Na década de 1960, viajando de comboio para o Porto, tive a companhia do engenheiro agrónomo Orlando Gonçalves, ao tempo presidente da Casa do Douro. A Casa do Douro tem os registos de todas as explorações produtoras de vinho do Porto e das suas produções. Disse-me o eng.º Orlando Gonçalves que a solução do problema da maromba tinha dado à lavoura do Douro 28.000 a 30.000 contos por ano. Não tenho informação sobre o orçamento da estação agronómica nessa altura, mas creio que era menos do que esse valor. Note-se que essa melhoria continua até ao presente e avalie-se quanto isso representa hoje.

Um outro caso, também da estação agronómica, foi a criação da uva D. Maria. Foi obra do engenheiro agrónomo e silvicultor José Leão Ferreira de Almeida, que cruzou diferentes variedades de videira e obteve algumas novas, tanto para vinho como para mesa. Dum cruzamento entre a Rosaki e uma Moscatel obteve essa excelente variedade de uva branca a que deu o nome de sua mãe: D. Maria.

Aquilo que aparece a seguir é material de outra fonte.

PR #1129, opened 2015-08-31
Extend ~* search pattern for _ema/_tel

mwjames:
Enables to search for:
- `[[Has telephone number::~*0123*]]`
- `[[Has email::~*123.org]]`

Also expected to solve mentioned issue in [0].

[0] http://wikimedia.7.x6.nabble.com/Encoded-URLs-appear-to-get-decoded-in-properties-td5050062.html

### DIFF
--- a/includes/datavalues/SMW_DV_URI.php
+++ b/includes/datavalues/SMW_DV_URI.php
@@ -35,9 +35,9 @@ class SMWURIValue extends SMWDataValue {
 	private $m_mode;
 
 	/**
-	 * @var UrlEncoder
+	 * @var boolean
 	 */
-	private $urlEncoder;
+	private $showUrlContextInRawFormat = true;
 
 	public function __construct( $typeid ) {
 		parent::__construct( $typeid );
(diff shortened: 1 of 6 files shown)


mwjames:
PR test failure caused by a weak Travis worker.

mwjames:
@kghbln FYI

kghbln:
@mwjames Just to make sure: This also includes "not like" `!~` like it was done also for [datatype date](https://github.com/SemanticMediaWiki/SemanticMediaWiki/pull/1178)

mwjames:
>This also includes "not like" !~ like it was done also for datatype date

I'm guessing yes but since this is from year ago, I had to look at [0] and can only tell that we test for `[[Has email::~*123.org]]` ([0] should be extended to contain a !~ test case).

[0] https://github.com/SemanticMediaWiki/SemanticMediaWiki/blob/master/tests/phpunit/Integration/ByJsonScript/Fixtures/q-0702.json

kghbln:
> I'm guessing yes but since this is from year ago,

Yeah,  I know. I just started a summer 2016 documentation campaign and now these undocumented things pop up.

> ([0] should be extended to contain a !~ test case)

Tried to do so and it actually seems to work out allrighty

PR #1146, opened 2015-09-10
Use 'noparse' => false in #set when template is used, refs #1067

mwjames:
Use the parser itself to handle rendering of template supported output.

### DIFF
--- a/includes/ParserData.php
+++ b/includes/ParserData.php
@@ -213,7 +213,7 @@ class ParserData {
 	 */
 	public function pushSemanticDataToParserOutput() {
 
-		$this->parserOutput->setTimestamp( wfTimestampNow() );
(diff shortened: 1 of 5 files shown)


mwjames:
@kghbln Just saw this thread [0], it should be more clear to users that if `[[Has text:: [[Bar]] ]]` fails to render an annotation simply use `{{#set:|Has text= [[Bar]], [[Has url::example.org]]|template=DisplayValue}}` where the template `DisplayValue:<includeonly>{{{value}}}<includeonly>` turns a silent annotation into a visible one by just adding the template parameter. This allows to have annotations within annotations while displaying the rendered output without any max size restrictions (given that `Has text` is of type `Text`).

[0] https://www.mediawiki.org/wiki/Extension_talk:Semantic_Forms#Max_size_for_properties

PR #1152, opened 2015-09-16
Use canonical identifiers in export

mwjames:
Use canonical identifiers (Category:, Property:) instead of localized names to ensure that RDF/Query statements are language agnostic and do work even after site/content language is changed.

Use `$GLOBALS['smwgExportToUseCanonicalForm'] = false;` to return to the language dependent export.

The canonical form will always resolve to a proper resource but the lang. form doesn't.

Also fixes the assumption on `ucfirst( trim( $propparts[0] )` for UTF-8 which doesn't work, use `mb_convert_case( $printRequestLabel, MB_CASE_TITLE )` instead to make print request labels work correctly for something like:

```
{{#ask: [[カテゴリ:Sample pages]]
 |?Category
 |?カテゴリ
 |limit=5
}}
```
Queries can now use `category:` as stable indentifer to describe a `rdf:type`.

```
PREFIX wiki: <http://example.org/id/>
PREFIX rdf: <http://www.w3.org/1999/02/22-rdf-syntax-ns#>
PREFIX rdfs: <http://www.w3.org/2000/01/rdf-schema#>
PREFIX owl: <http://www.w3.org/2002/07/owl#>
PREFIX swivt: <http://semantic-mediawiki.org/swivt/1.0#>
PREFIX property: <http://example.org/id/Property-3A>
PREFIX xsd: <http://www.w3.org/2001/XMLSchema#>
PREFIX category: <http://example.org/id/Category-3A>
SELECT DISTINCT ?result WHERE {
{ ?result rdf:type category:Sample_pages . }
}
ORDER BY ASC(?resultsk)
OFFSET 0
LIMIT 6
```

Quando, há mais de 20 anos, o Ministério da Agricultura fez, nas suas instalações, na Praça do Comércio, uma exposição da actividade dos seus serviços, fui encarregado de dirigir a da estação agronómica. Não consegui saber qual a área cultivada com as uvas D. Maria, nem qual o valor a mais, por hectare, em relação às variedade que foi substituir. Mas do que vemos nos supermercados, agora a ressurgir da guerra que lhe fizeram, em favor de algumas importadas, é certamente um valor muito alto.

São apenas alguns resultados, dos mais visíveis, dum universo muito maior, que tem sido destruído – na investigação agronómica e não só – em obediência à vergonhosa “lei”, não escrita mas religiosamente cumprida, que manda destruir toda a investigação científica pública que não seja das universidades. Como professor catedrático (jubilado), sinto-me insultado por tal prova de mediocridade e inveja.

Para finalizar estas considerações, resta-me dizer que não era sem razão que a Estação de Melhoramento de Plantas, em Elvas, tinha laboratórios de Citogenética, de Sistemática e Fitossociologia, de Química, de Fitopatologia e um gabinete de Estatística Matemática, além dos departamentos mais directamente ligados à criação de melhores variedades de cereais e forragens. E a Estação Agronómica Nacional, em Oeiras, tinha, além de outros, departamentos de Genética, Sistemática e Geobotânica, Pedologia, Entomologia, Fitopatologia, Fisiologia Vegetal, Estatística Experimental e Estudos Económicos, e um laboratório de Microscopia Electrónica.